Reviewed November 2009

What is the official name of the YWHAE gene?

The official name of this gene is “tyrosine 3-monooxygenase/tryptophan 5-monooxygenase activation protein, epsilon.”

YWHAE is the gene's official symbol. The YWHAE gene is also known by other names, listed below.

What is the normal function of the YWHAE gene?

The YWHAE gene provides instructions for making the 14-3-3 epsilon (ε) protein, which is part of the large 14-3-3 protein family. Proteins in this family attach (bind) to other proteins involved in cell signaling. 14-3-3 proteins either turn on (activate) or turn off (inactivate) these other proteins. The 14-3-3ε protein helps to regulate a variety of processes including cell division and sensitivity to insulin, a hormone that helps control blood sugar levels.

The 14-3-3ε protein is active in tissues throughout the body, although its function is sometimes unclear. In the brain, this protein is involved in directing the movement of nerve cells (neuronal migration) by binding to other proteins involved in this process. It is thought that the 14-3-3ε protein is critical for proper neuronal migration and normal brain development.

How are changes in the YWHAE gene related to health conditions?

Miller-Dieker syndrome - associated with the YWHAE gene

The characteristic signs and symptoms of Miller-Dieker syndrome are caused by a deletion of genetic material near the end of the short (p) arm of chromosome 17. The chromosomal region that is typically deleted contains multiple genes, including the YWHAE gene. As a result of the deletion, people with this condition have only one copy of the YWHAE gene in each cell instead of the usual two copies.

A deletion of one copy of the YWHAE gene in each cell reduces the amount of 14-3-3ε protein by about half. A shortage of 14-3-3ε protein increases the severity of lissencephaly (a problem with brain development in which the surface of the brain is abnormally smooth) in people with Miller-Dieker syndrome.

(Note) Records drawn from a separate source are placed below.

PR #272, opened 2024-11-18
Refactor to use FastAPI+WebSocket

SimonHeybrock:


src/beamlime/frontend/matplotlib_flask.py
```diff
@@ -24,26 +24,41 @@
...
-                        data_buffer.append(arrays)
-                    except (msgpack.UnpackException, KeyError) as e:
-                        app.logger.error("Error processing data: %s", e)
-                await asyncio.sleep(0.1)
-
-    asyncio.run(run_client())
+                try:
+                    data = await websocket.recv()
+                    if data:
+                        print('new data')
```
MridulS, line 37: Should this be a log?

src/beamlime/frontend/matplotlib_flask.py
```diff
@@ -93,6 +108,7 @@ def plot_png():
         ax = fig.subplots()
         ax.text(0.5, 0.5, 'Waiting for data...', ha='center', va='center')
     else:
+        print('plotting')
```
MridulS, line 111: Log?

src/beamlime/executables/raw_detectors_fastapi.py
```diff
@@ -0,0 +1,58 @@
...
+factory = make_factory()
+manager = factory[WebSocketManager]
+
+
+@app.websocket("/ws")
+async def websocket_endpoint(websocket: WebSocket):
+    await manager.connect(websocket)
+    try:
+        while True:
+            _ = await websocket.receive_text()
```
MridulS, line 25: What is happening here? What data is the websocket trying to recieve?

MridulS:
Note: I can run this locally on my machine once I set matplotlib to use the non interactive backend.

src/beamlime/executables/raw_detectors_fastapi.py
SimonHeybrock: I think the whole bit is unused now, I was just doing some initial testing. I'll see if it can be removed.

PR #279, opened 2024-12-16
Clean V1

YooSunYoung:
I left the old version here: https://github.com/scipp/beamlime/releases/tag/legacy


SimonHeybrock:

other disorders - caused by mutations in the YWHAE gene

A deletion that only involves the YWHAE gene can also cause health problems. People with a YWHAE gene deletion are missing one copy of the gene in each cell, which reduces the amount of 14-3-3ε protein that is produced by about half. A deficiency (shortage) of this protein is thought to cause short stature; intellectual disability; and distinctive facial features including a prominent forehead, wide nasal bridge, and small jaw. People with a YWHAE gene deletion do not have lissencephaly but tend to have other brain abnormalities.

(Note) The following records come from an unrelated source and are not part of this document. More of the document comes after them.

PR #285, opened 2025-01-09
Improve setup to facilitate integration testing and future service setup

SimonHeybrock:
Not much of a test yet, but I hope this provides the foundation.

### DIFF
--- a/src/beamlime/core/config_subscriber.py
+++ b/src/beamlime/core/config_subscriber.py
@@ -5,16 +5,15 @@ import logging
 import threading
 from typing import Any
 
-from confluent_kafka import Consumer
-
 from ..kafka.message_adapter import KafkaMessage
+from ..kafka.source import KafkaConsumer
 
 
 class ConfigSubscriber:
     def __init__(
         self,
         *,
-        consumer: Consumer,
+        consumer: KafkaConsumer,
         config: dict[str, Any] | None = None,
         logger: logging.Logger | None = None,
     ):
@@ -50,8 +49,9 @@ class ConfigSubscriber:
     def _run_loop(self):
         try:
             while self._running:
-                msg = self._consumer.poll(0.1)
-                self._process_message(msg)
+                messages = self._consumer.consume(num_messages=100, timeout=0.1)
+                for msg in messages:
+                    self._process_message(msg)
         except RuntimeError as e:
             self._logger.exception("Error ConfigSubscriber loop failed: %s", e)
             self.stop()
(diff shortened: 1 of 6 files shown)


src/beamlime/core/config_subscriber.py
```diff
@@ -32,22 +33,25 @@ def start(self):
...
+            return
+        if message.error():
+            self._logger.error('Consumer error: %s', message.error())
+            return
+        key = message.key().decode('utf-8')
+        value = json.loads(message.value().decode('utf-8'))
+        self._logger.info(
+            'Updating config: %s = %s at %s', key, value, message.timestamp()
+        )
+        self._config[key] = value
```
YooSunYoung, line 47: I think we should be careful of using `key` in this case.
`key` is for associating the messages with a certain partition, so it's mainly for the broker not the consumer.
https://www.confluent.io/learn/kafka-message-key/

src/beamlime/core/config_subscriber.py
```diff
@@ -32,22 +33,25 @@ def start(self):
...
-                    self._logger.error('Consumer error: %s', msg.error())
-                    continue
-
-                key = msg.key().decode('utf-8')
-                value = json.loads(msg.value().decode('utf-8'))
-                self._logger.info(
-                    'Updating config: %s = %s at %s', key, value, msg.timestamp()
-                )
-                self._config[key] = value
+                messages = self._consumer.consume(num_messages=100, timeout=0.1)
```
YooSunYoung, line 52: Why does the config consumer need to consume so many messages at once?

src/beamlime/core/config_subscriber.py
SimonHeybrock: Moved to new issue #286, since this is unrelated to this change (just moved code).

src/beamlime/core/config_subscriber.py
SimonHeybrock: To enable better batching and minimize the number of back and forth with the broker? True, this usually does not happen as few values are updated, but it does when loading initial config or catching up after restart.

Do you think it is harmful?

tests/services/data_service_test.py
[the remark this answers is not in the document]
SimonHeybrock: I don't know?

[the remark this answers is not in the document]
YooSunYoung: We can just have it in mind as an alternative to write a fake object in case it becomes too complicated later.

YooSunYoung (approved):

tests/services/data_service_test.py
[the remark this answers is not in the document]
SimonHeybrock: Yes, feel free to refactor when writing more tests, in case a mocking approach is more convenient.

Where is the YWHAE gene located?

Cytogenetic Location: 17p13.3

Molecular Location on chromosome 17: base pairs 1,344,539 to 1,400,374

The YWHAE gene is located on the short (p) arm of chromosome 17 at position 13.3.

The YWHAE gene is located on the short (p) arm of chromosome 17 at position 13.3.

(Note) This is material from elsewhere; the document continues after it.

PR #1128, opened 2026-07-27
Fix the flaky Kafka integration job

SimonHeybrock:
Fixes the two failure modes behind the flaky Kafka integration job. Both hit `clear_at_commit_test::test_recommit_clears_accumulated_data` — which is the *first* test collected, not the last: pytest prints errors at the end, so `8 passed, 1 error` reads misleadingly.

More precisely, the YWHAE gene is located from base pair 1,344,539 to base pair 1,400,374 on chromosome 17.

See How do geneticists indicate the location of a gene? (http://ghr.nlm.nih.gov/handbook/howgeneswork/genelocation) in the Handbook.

Where can I find additional information about YWHAE?

You and your healthcare professional may find the following resources about YWHAE helpful.

You may also be interested in these resources, which are designed for genetics professionals and researchers.

What other names do people use for the YWHAE gene or gene products?

  • 14-3-3E
  • 14-3-3 epsilon
  • 1433E_HUMAN
  • KCIP-1
  • mitochondrial import stimulation factor L subunit
  • protein kinase C inhibitor protein-1
  • tyrosine 3-monooxygenase/tryptophan 5-monooxygenase activation protein, epsilon polypeptide
  • tyrosine 3/tryptophan 5 -monooxygenase activation protein, epsilon polypeptide

See How are genetic conditions and genes named? (http://ghr.nlm.nih.gov/handbook/mutationsanddisorders/naming) in the Handbook.

What glossary definitions help with understanding YWHAE?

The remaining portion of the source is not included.